▶ _Provided data_:
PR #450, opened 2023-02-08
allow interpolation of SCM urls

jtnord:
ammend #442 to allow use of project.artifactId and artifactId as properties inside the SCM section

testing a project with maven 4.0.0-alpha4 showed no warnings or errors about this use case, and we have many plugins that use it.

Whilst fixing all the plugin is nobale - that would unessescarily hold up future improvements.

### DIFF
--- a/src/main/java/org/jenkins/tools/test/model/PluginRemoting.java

▶ _What to work on_: In full and exactly as written, repeat the data.

▶ _Result for this task_:
PR #450, opened 2023-02-08
allow interpolation of SCM urls

jtnord:
ammend #442 to allow use of project.artifactId and artifactId as properties inside the SCM section

testing a project with maven 4.0.0-alpha4 showed no warnings or errors about this use case, and we have many plugins that use it.

Whilst fixing all the plugin is nobale - that would unessescarily hold up future improvements.

### DIFF
--- a/src/main/java/org/jenkins/tools/test/model/PluginRemoting.java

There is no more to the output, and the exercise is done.